Faced with galloping inflation (+ 11%), many Britons, all areas combined, are preparing to take part in the strike. The first began this Tuesday, December 13 in the morning with a mobilization of the railways, which prevented many people from going to work, according to the daily The Guardian. According to the RMT union, 40,000 of its members who work on the Network Rail rail network and 14 train companies are taking part in the movement which is beginning and will continue on Wednesday, Friday and Saturday, as well as four days in January. Only 20% of the trains should run.

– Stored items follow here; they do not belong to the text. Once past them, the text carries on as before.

PR #1024, opened 2024-09-19
[MODORDERS-1174] Fix piece filtering for member tenants

Saba-Zedginidze-EPAM:
## Purpose

## Approach
- Fix piece filtering for member tenants
- Update tests

### DIFF
--- a/src/main/java/org/folio/service/pieces/PieceStorageService.java
+++ b/src/main/java/org/folio/service/pieces/PieceStorageService.java
@@ -25,6 +25,7 @@ import org.folio.rest.jaxrs.model.Piece;
 import org.folio.rest.jaxrs.model.PieceCollection;
 
 import io.vertx.core.Future;
+import org.folio.rest.tools.utils.TenantTool;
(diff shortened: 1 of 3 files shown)


src/main/java/org/folio/service/pieces/PieceStorageService.java
```diff
@@ -185,4 +187,9 @@ private Future<List<Piece>> getPieceChunkByLineIds(Collection<String> poLineIds,
       .map(PieceCollection::getPieces);
   }
 
+  private static boolean shouldFilterPiecesForTenant(String centralTenantId, RequestContext requestContext) {
+    var requestTenantId = TenantTool.tenantId(requestContext.getHeaders());
+    return requestTenantId.equals(centralTenantId);
```
BKadirkhodjaev, line 192: Is this to make pieces viewable only by the central tenant?

Saba-Zedginidze-EPAM: To match condition when to filter fetched pieces while calling GET all pieces endpoint

SerhiiNosko (approved):

PR #1025, opened 2024-09-19
[MODORDERS-1143] Paying an invoice reopens the order

Saba-Zedginidze-EPAM:
## Purpose
[[MODORDERS-1143] Paying an invoice reopens the order](https://folio-org.atlassian.net/browse/MODORDERS-1143)

## Approach
- Minor refactoring for exising helper code
- Prevent order reopen when playing invoice

### OrdersApiTest
image
### ConsortiaOrdersApiTest
image
### CrossModulesApiTest
image


src/main/java/org/folio/helper/PurchaseOrderLineHelper.java
```diff
@@ -204,48 +204,44 @@ public Future<CompositePoLine> createPoLine(CompositePoLine compPOL, JsonObject
...
-        .map(jsonConfig -> {
-          updateCreateInventory(compPOL, jsonConfig);
-          return null;
-        });
+    Promise<JsonObject> promise = Promise.promise();
+    if (tenantConfiguration != null && !tenantConfiguration.isEmpty() && !StringUtils.isEmpty(tenantConfiguration.getString(CREATE_INVENTORY))) {
+      promise.complete(new JsonObject(tenantConfiguration.getString(CREATE_INVENTORY)));
     } else {
-      return Future.succeededFuture();
+      promise.complete(new JsonObject());
```
SerhiiNosko, line 238: if you started refacroting here, we can improve even more by deleting promise usage

src/main/java/org/folio/helper/PurchaseOrderLineHelper.java
```diff
@@ -204,48 +204,44 @@ public Future<CompositePoLine> createPoLine(CompositePoLine compPOL, JsonObject
...
-      } else {
-        promise.complete(new JsonObject());
-      }
-      return promise.future()
-        .map(jsonConfig -> {
-          updateCreateInventory(compPOL, jsonConfig);
-          return null;
-        });
+    Promise<JsonObject> promise = Promise.promise();
+    if (tenantConfiguration != null && !tenantConfiguration.isEmpty() && !StringUtils.isEmpty(tenantConfiguration.getString(CREATE_INVENTORY))) {
```
SerhiiNosko, line 235: StringUtils.isNotEmpty() easier to read then !StringUtils.isEmpty()

src/main/java/org/folio/orders/utils/HelperUtils.java
```diff
@@ -393,59 +386,16 @@ public static CompositePurchaseOrder convertToCompositePurchaseOrder(JsonObject
...
-    return purchaseOrder.getWorkflowStatus() == PurchaseOrder.WorkflowStatus.CLOSED
-      && poLines.stream().anyMatch(line -> !isCompletedPoLine(line));
-  }
-
-  private static boolean isCompletedPoLine(PoLine line) {
-    PoLine.PaymentStatus paymentStatus = line.getPaymentStatus();
-    PoLine.ReceiptStatus receiptStatus = line.getReceiptStatus();
-    return (paymentStatus == PAYMENT_NOT_REQUIRED || paymentStatus == FULLY_PAID || paymentStatus == PaymentStatus.CANCELLED)
-      && (receiptStatus == FULLY_RECEIVED || receiptStatus == RECEIPT_NOT_REQUIRED || receiptStatus == ReceiptStatus.CANCELLED);
+  public static CompositePoLine convertToCompositePoLine(PoLine poLine) {
```
azizbekxm, line 394: we already have this method you can use it and modify if need. https://github.com/folio-org/mod-orders/blob/7bd52b48dbab62b64e1742eabb5609dd95c46b8d/src/main/java/org/folio/orders/utils/PoLineCommonUtil.java#L253

src/main/java/org/folio/helper/PurchaseOrderLineHelper.java
```diff
@@ -672,47 +626,43 @@ private Future<String> generateLineNumber(CompositePurchaseOrder compOrder, Requ
...
+      });
   }
 
-  private CompositePurchaseOrder addLineToCompOrder(CompositePurchaseOrder compOrder, JsonObject lineFromStorage) {
-    PoLine poLine = lineFromStorage.mapTo(PoLine.class);
-    poLine.setAlerts(null);
-    poLine.setReportingCodes(null);
-    CompositePoLine compPoLine = JsonObject.mapFrom(poLine).mapTo(CompositePoLine.class);
+  private CompositePurchaseOrder addLineToCompOrder(CompositePurchaseOrder compOrder, PoLine lineFromStorage) {
+    var compPoLine = convertToCompositePoLine(lineFromStorage);
```
SerhiiNosko, line 648: do you think it is not needed?
poLine.setAlerts(null);
poLine.setReportingCodes(null);
Maybe it was specially set to null?

SerhiiNosko: I see, they are deleted in convertToCompositePoLine()

src/main/java/org/folio/orders/utils/HelperUtils.java
Saba-Zedginidze-EPAM: I see this one modifies the poLine itself and used in many places, probably having alternate one that does not modify original object could be sensible, how do you think?

src/main/java/org/folio/helper/PurchaseOrderLineHelper.java
```diff
@@ -724,36 +674,28 @@ private Future<Void> processPoLineEncumbrances(CompositePurchaseOrder compOrder,
...
-          List<PoLine> notCanceledPoLines = poLines.stream().filter(Predicate.not(this::isDbPoLineStatusCancelled)).toList();
-          if (CollectionUtils.isEmpty(notCanceledPoLines)) {
-            logger.info("updateInventoryItemStatus:: not canceled po lines not found, returning...");
-            return Future.succeededFuture(null);
-          }
-          return itemStatusSyncService.updateInventoryItemStatus(compOrderLine.getId(), compOrderLine.getLocations(),
-            ItemStatus.ORDER_CLOSED, requestContext);
-        });
+  private Future<Void> updateInventoryItemStatus(CompositePoLine compOrderLine, PoLine lineFromStorage, RequestContext requestContext) {
+    if (!isStatusChanged(compOrderLine, lineFromStorage) || !isStatusCanceledCompositePoLine(compOrderLine)) {
```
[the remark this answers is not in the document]
Saba-Zedginidze-EPAM: Wrote this way to prevent indentation. Will make it more clear

src/main/java/org/folio/orders/utils/HelperUtils.java
azizbekxm: Didn't notice, It is strange behaviour if one method will modify actual object and other don't. I recommend to keep only one and lets not modify actual object, so move your logic to existing one and remove current one.

SerhiiNosko (approved):

src/main/java/org/folio/orders/utils/HelperUtils.java
Saba-Zedginidze-EPAM: Could there be some dependency for removing those values? We could keep the old one and use new one in the future

azizbekxm: not sure, but I assume, changing old one to new one should affect to anywhere, since it is converting method. if it is, there is big problem old method. from my opinion, this thing only two of us know about situation but no one know when using these methods, leading to using old one because of located in PoLineCommonUtil. However, if you still want to keep both, please add some java doc to explain about method (not recommended from my side).

Saba-Zedginidze-EPAM: Sure I see your point. Best would be to remove it and I will check if doing it will affect anything

PR #1026, opened 2024-09-23
[MODORDERS-1179]. Take in consideration only pieces where user has an affilition during POL receipt status calculation

SerhiiNosko:
## Purpose
https://folio-org.atlassian.net/browse/MODORDERS-1179

This PR contains changes to speedup rollover process also


src/main/java/org/folio/service/orders/OrderRolloverService.java
```diff
@@ -217,7 +217,7 @@ private Future<Void> rolloverOrdersByFundIds(List<String> chunkFundIds, LedgerFi
   private Future<Void> saveOrderLines(List<PoLine> orderLines, LedgerFiscalYearRollover ledgerFYRollover,
                                       PurchaseOrder.WorkflowStatus workflowStatus, RequestContext requestContext) {
     logger.info("saveOrderLines:: Saving POLs after rollover processing, size: {}", orderLines.size());
-    return purchaseOrderLineService.saveOrderLines(orderLines, requestContext)
+    return purchaseOrderLineService.saveOrderLinesWithoutSearchLocationsUpdate(orderLines, requestContext)
```
SerhiiNosko, line 220: performed some optimization to avoid so many requests to fetch holdings to update searchLocationId, because rollover does not update locations in Po Line, so we don't need so many new calls.
Related ticket https://folio-org.atlassian.net/browse/MODORDSTOR-419

src/main/java/org/folio/service/orders/PurchaseOrderLineService.java
```diff
@@ -130,22 +131,54 @@ public Future<Void> saveOrderLine(CompositePoLine compositePoLine, List<Location
...
-    return GenericCompositeFuture.join(poLineCollections.stream()
-      .map(poLineCollection -> saveOrderLines(poLineCollection, requestContext))
-      .toList())
+  private Future<Void> saveOrderLinesCollections(List<PoLineCollection> poLineCollections, RequestContext requestContext) {
+    return GenericCompositeFuture.join(poLineCollections
+      .stream()
+      .map(poLineCollection -> {
+        logger.info("saveOrderLines:: start saving {} po lines in batch", poLineCollection.getTotalRecords());
+        RequestEntry requestEntry = new RequestEntry(BATCH_ENDPOINT);
+        return restClient.put(requestEntry, poLineCollection, requestContext);
```
azizbekxm, line 180: I think we can put poLineCollections to one poLineCollections to avoid multiple requests by creating some method before sending request
```
       List<PoLine> combinedPoLines = poLIneCollections.stream().flatMap(collections -> collections.getPolines.stream())
       .toList() 
        int totalRecords = combinedPoLines.size();
        return new PoLineCollections(combinedPoLines, totalRecords);
```

src/main/java/org/folio/helper/CheckinReceivePiecesHelper.java
```diff
@@ -415,7 +423,8 @@ private PoLine updateRelatedPoLineDetails(PoLine poLine,
       updatedLocations++;
     }
 
-    return updatedLocations > 0 ? PoLineCommonUtil.convertToPoLine(compositePoLine) : poLine;
+    return updatedLocations > 0 ? PoLineLocationsPair.of(PoLineCommonUtil.convertToPoLine(compositePoLine), locations.stream().toList()) :
```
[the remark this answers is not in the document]
SerhiiNosko: improved

src/main/java/org/folio/service/orders/PurchaseOrderLineService.java
SerhiiNosko: it was an intent to make partitioning here to update each 100 po lines at a time, see method getPartitionedPoLines()

BKadirkhodjaev (approved):

src/main/java/org/folio/service/orders/PurchaseOrderLineService.java
azizbekxm: Ok, I see

azizbekxm (approved):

In response, the British Secretary of State for Transport, regretted that these strikes were going to force families to spend another Christmas “under glass”, after two years of Covid, also regretting the refusal of the union wage agreement. For its part, the Network Rail union said the strikes “would cause misery for passengers across the country”. But the general secretary of the RMT, Mick Lynch, pledged to continue the battle for “decent wage increases and good working conditions”, as railway workers have been mobilizing since the summer. “10 days of strike is more than what we have experienced in the last six months. It is a dramatic escalation of the RMT”, regretted, pessimistic, Andrew Haines, president of the company Network Rail on the BBC. The company recommends to all its customers to travel only in case of “absolute necessity” during the strike. The company is already announcing that some trains will run between 7:30 a.m. and 6:30 p.m. during the movement, but traffic will be zero in some parts of the country, including most of Scotland and Wales. .
A winter of “discontent”
Railway workers are not the only ones to mobilize in the face of soaring prices. The British media are already talking about a new “winter of discontent”, referring to the massive strikes that shook the country at the end of the 1970s. And for good reason: more than a million workers are preparing to strike between 13 and on December 31, at the call of unions from different sectors.
From Wednesday, some 115,000 Royal Mail agents will join the railway workers. On Thursday, it will be the turn of nurses in England, Northern Ireland and Wales to enter the dance after a meeting between the union and the Secretary of State for Health ended in deadlock. “The government has been true to their word, they haven’t talked to me about pay,” said Pat Cullen, head of the main carers’ union. In total, more than 100,000 nurses affiliated with 50 hospitals across the country voted to strike, at the call of their union, the Royal College of Nursing (RCN), for the first time since the latter’s creation more than a hundred years old. A strike which is announced renewed for December 21, in which the paramedics will also take part. To alleviate the problems, the government called in the army. According to the Guardian six hundred servicemen from the three armed forces begin training to drive ambulances to provide cover for striking workers from National Health Service (NHC) across the UK.
Call for the army to avoid too many blockages
Baggage handlers will also walk out at Heathrow airport in London, as will Eurostar security personnel from Friday and throughout the weekend according to the BBC. Here again, the British executive is forced to call on the army to avoid too many blockages. Military personnel should carry out security checks instead of border police officers.
The private sector is not spared, with the Unite union raising the threat of a strike at brewer Greene King and a shortage of beer for the holidays. At the heart of all these demands for better wages: inflation, which has reached more than 11%, fueled by energy prices, particularly under the effect of the Russian invasion of Ukraine.
Many of its workers have actually been on strike for several months. Already, the month of October had been marked by numerous mobilizations. The country also recorded the highest number of working days lost due to labor disputes that month in more than 10 years, according to official data released on Tuesday. Between June and October this year, more than 1.1 million working days were lost, according to ONS figures, the highest in five months since the early 1990s.
While some smaller disputes, mainly in the private sector, have been resolved, the government has so far refused to budge on public sector wages and is instead seeking to strengthen laws to make it harder for people in the workplace to strike. key sectors. Conservative Prime Minister Rishi Sunak, whose government is lagging in the polls, struck a tough tone and promised “tough new laws” to tackle the consequences of the strikes. The government says the wage increases demanded are unaffordable and that raising wages to match inflation would only make the problem worse. “Any action that risks embedding high prices in our economy will only prolong the pain for everyone and set back any prospect of long-term economic growth,” Finance Minister Jeremy Hunt said.